- **Your instructions**
Copy the lines of the entries exactly, from the opening one to the one holding "lucab: I'm honestly", and leave out everything after.

- **Exercise inputs**
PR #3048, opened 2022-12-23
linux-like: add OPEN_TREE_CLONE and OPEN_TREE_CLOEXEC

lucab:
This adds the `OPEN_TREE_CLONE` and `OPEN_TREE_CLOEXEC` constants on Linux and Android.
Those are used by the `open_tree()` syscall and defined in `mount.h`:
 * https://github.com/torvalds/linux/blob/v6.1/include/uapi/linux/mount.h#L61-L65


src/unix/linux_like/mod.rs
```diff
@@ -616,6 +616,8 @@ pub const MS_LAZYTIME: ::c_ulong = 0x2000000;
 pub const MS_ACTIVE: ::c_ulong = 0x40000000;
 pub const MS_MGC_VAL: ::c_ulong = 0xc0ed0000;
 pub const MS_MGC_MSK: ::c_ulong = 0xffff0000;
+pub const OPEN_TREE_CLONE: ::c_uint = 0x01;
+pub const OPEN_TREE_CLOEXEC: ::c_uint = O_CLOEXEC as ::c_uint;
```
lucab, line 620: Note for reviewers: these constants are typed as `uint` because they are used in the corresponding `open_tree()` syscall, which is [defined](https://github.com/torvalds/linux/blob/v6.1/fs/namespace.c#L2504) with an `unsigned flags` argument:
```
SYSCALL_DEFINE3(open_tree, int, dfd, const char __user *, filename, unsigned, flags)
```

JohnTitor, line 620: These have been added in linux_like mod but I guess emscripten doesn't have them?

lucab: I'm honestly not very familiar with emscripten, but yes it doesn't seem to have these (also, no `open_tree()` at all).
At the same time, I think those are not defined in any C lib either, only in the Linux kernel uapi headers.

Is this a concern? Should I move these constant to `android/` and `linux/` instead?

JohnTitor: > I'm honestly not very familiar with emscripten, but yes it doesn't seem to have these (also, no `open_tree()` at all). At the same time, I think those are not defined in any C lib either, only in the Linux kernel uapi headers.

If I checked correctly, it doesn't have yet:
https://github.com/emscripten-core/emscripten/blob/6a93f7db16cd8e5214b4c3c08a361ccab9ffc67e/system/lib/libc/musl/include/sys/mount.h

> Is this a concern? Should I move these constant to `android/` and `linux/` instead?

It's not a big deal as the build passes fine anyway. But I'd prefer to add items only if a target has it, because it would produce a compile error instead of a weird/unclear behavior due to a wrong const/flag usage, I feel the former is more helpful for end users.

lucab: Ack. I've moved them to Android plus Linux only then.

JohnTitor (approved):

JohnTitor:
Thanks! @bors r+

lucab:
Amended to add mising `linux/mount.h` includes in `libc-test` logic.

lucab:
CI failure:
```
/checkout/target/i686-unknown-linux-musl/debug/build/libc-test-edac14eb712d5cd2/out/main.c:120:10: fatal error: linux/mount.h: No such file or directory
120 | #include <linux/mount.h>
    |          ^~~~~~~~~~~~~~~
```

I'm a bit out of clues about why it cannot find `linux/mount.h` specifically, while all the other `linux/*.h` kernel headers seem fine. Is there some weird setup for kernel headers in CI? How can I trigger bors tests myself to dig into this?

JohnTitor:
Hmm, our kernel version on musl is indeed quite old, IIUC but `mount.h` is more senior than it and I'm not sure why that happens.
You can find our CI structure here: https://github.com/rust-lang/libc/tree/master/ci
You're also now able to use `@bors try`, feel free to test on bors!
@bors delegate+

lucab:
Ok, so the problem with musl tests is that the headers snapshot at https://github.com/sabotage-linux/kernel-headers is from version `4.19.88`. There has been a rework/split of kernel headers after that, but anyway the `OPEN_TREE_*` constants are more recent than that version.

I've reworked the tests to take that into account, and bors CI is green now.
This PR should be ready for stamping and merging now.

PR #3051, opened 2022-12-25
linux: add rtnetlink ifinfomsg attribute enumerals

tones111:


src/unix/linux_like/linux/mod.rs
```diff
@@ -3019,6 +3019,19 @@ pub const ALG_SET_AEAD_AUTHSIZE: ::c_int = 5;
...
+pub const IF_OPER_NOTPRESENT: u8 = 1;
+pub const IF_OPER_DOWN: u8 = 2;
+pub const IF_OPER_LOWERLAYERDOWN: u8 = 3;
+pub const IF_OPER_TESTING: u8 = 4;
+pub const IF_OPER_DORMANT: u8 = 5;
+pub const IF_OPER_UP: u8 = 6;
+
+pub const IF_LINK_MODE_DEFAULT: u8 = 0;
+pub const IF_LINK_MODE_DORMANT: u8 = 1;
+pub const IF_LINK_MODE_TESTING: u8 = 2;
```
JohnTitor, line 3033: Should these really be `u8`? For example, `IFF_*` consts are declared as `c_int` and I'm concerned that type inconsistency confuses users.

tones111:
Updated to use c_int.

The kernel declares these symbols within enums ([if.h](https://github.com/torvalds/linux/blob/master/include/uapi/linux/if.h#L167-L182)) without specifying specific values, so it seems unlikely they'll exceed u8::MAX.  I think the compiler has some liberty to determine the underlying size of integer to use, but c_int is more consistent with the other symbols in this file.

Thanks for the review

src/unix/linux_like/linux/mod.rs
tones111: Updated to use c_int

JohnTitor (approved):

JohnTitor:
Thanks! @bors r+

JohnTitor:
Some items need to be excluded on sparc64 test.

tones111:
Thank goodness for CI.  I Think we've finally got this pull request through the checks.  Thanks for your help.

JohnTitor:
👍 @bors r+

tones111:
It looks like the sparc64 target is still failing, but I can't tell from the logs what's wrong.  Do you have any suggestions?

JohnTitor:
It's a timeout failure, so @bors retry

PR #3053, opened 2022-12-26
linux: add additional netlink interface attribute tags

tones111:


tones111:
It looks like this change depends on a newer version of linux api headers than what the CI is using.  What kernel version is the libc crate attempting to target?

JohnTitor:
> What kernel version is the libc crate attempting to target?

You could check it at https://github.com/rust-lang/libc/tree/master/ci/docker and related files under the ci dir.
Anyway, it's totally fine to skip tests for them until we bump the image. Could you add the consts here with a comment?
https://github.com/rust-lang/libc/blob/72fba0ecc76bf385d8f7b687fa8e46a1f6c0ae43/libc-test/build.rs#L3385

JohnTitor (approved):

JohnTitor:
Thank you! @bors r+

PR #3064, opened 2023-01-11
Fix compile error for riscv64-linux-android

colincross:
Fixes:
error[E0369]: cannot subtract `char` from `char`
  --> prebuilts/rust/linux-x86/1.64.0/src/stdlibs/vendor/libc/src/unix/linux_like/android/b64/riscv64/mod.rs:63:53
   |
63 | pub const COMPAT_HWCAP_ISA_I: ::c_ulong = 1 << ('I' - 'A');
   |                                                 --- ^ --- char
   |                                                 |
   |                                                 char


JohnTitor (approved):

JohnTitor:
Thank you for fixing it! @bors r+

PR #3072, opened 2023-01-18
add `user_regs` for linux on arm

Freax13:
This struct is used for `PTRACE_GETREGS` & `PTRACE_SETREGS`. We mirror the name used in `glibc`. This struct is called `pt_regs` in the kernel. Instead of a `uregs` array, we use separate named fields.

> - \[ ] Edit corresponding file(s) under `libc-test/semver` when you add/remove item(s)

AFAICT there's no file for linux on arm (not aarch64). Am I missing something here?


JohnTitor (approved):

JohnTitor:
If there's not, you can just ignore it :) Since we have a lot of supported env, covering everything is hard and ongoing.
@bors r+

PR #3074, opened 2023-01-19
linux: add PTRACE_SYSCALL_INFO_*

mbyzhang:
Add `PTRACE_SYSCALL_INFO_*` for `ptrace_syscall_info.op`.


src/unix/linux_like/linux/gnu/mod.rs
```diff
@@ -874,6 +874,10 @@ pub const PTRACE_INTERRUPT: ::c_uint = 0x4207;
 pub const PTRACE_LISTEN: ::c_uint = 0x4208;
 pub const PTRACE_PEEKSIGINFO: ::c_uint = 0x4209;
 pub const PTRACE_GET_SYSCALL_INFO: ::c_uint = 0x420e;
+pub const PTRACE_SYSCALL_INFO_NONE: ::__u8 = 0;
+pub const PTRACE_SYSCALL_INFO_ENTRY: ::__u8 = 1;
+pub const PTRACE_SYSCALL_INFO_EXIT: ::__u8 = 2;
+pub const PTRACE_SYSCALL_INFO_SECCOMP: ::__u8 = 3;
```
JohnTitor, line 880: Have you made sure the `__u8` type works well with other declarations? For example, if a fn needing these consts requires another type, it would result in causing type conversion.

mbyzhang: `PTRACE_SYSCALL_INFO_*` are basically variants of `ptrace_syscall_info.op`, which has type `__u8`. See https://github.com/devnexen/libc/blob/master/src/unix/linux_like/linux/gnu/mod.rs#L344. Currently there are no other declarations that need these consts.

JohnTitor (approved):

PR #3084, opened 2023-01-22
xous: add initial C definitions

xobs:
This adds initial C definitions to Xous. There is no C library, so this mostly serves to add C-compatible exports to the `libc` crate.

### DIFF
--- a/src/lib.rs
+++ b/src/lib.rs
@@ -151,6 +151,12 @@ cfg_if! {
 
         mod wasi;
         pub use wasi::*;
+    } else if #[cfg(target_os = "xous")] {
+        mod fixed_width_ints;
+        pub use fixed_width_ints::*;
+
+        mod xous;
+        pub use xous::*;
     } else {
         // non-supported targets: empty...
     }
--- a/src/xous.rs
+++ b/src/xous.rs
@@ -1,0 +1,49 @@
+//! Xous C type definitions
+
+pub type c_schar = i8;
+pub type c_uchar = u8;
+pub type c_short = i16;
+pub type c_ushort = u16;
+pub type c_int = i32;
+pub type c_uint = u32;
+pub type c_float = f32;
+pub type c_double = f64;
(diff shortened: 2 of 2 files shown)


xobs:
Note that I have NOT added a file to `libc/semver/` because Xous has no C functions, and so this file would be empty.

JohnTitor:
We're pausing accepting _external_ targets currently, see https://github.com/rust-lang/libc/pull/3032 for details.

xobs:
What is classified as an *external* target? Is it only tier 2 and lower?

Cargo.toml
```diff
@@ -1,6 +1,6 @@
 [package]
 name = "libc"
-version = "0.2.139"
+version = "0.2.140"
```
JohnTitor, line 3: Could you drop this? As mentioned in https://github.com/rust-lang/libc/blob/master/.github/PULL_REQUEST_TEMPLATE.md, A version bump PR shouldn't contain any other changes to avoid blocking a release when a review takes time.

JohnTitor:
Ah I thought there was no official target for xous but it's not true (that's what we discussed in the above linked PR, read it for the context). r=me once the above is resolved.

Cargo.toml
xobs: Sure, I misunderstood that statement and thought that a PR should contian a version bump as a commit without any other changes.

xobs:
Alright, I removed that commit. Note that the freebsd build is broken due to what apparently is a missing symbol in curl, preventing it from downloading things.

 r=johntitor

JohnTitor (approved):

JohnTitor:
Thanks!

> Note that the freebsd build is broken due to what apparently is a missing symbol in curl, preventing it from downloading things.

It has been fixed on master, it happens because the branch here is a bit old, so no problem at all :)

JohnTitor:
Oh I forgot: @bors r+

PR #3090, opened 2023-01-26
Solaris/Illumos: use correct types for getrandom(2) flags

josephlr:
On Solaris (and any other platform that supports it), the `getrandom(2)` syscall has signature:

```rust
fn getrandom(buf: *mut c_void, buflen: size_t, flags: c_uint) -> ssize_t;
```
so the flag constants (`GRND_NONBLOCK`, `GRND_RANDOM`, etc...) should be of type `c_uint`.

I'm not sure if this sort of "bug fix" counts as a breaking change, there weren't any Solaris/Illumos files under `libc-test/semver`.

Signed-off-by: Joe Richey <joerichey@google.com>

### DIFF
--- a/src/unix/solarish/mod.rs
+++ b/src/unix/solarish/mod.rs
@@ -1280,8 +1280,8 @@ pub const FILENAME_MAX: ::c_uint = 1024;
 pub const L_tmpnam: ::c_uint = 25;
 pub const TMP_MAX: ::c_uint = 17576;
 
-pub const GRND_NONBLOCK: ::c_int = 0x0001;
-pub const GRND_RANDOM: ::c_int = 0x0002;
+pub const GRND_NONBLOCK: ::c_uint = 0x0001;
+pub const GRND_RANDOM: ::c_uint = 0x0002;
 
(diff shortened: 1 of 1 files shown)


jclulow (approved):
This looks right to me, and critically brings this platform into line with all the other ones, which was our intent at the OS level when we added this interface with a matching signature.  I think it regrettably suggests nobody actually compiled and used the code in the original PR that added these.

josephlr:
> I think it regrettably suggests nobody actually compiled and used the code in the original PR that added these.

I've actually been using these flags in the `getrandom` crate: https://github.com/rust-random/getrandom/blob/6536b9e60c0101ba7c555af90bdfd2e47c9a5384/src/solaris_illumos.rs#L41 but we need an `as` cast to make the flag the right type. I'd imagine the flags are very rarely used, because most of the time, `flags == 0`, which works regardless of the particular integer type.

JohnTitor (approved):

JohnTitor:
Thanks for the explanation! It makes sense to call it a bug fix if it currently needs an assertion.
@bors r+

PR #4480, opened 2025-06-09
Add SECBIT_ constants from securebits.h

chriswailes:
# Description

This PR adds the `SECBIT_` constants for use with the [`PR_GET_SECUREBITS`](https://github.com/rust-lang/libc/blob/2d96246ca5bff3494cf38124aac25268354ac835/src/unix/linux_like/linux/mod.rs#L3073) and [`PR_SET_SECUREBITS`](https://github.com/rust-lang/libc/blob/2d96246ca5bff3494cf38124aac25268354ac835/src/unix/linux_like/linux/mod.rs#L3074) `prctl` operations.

- **Solution for this task**
PR #3048, opened 2022-12-23
linux-like: add OPEN_TREE_CLONE and OPEN_TREE_CLOEXEC

lucab:
This adds the `OPEN_TREE_CLONE` and `OPEN_TREE_CLOEXEC` constants on Linux and Android.
Those are used by the `open_tree()` syscall and defined in `mount.h`:
 * https://github.com/torvalds/linux/blob/v6.1/include/uapi/linux/mount.h#L61-L65


src/unix/linux_like/mod.rs
```diff
@@ -616,6 +616,8 @@ pub const MS_LAZYTIME: ::c_ulong = 0x2000000;
 pub const MS_ACTIVE: ::c_ulong = 0x40000000;
 pub const MS_MGC_VAL: ::c_ulong = 0xc0ed0000;
 pub const MS_MGC_MSK: ::c_ulong = 0xffff0000;
+pub const OPEN_TREE_CLONE: ::c_uint = 0x01;
+pub const OPEN_TREE_CLOEXEC: ::c_uint = O_CLOEXEC as ::c_uint;
```
lucab, line 620: Note for reviewers: these constants are typed as `uint` because they are used in the corresponding `open_tree()` syscall, which is [defined](https://github.com/torvalds/linux/blob/v6.1/fs/namespace.c#L2504) with an `unsigned flags` argument:
```
SYSCALL_DEFINE3(open_tree, int, dfd, const char __user *, filename, unsigned, flags)
```

JohnTitor, line 620: These have been added in linux_like mod but I guess emscripten doesn't have them?

lucab: I'm honestly not very familiar with emscripten, but yes it doesn't seem to have these (also, no `open_tree()` at all).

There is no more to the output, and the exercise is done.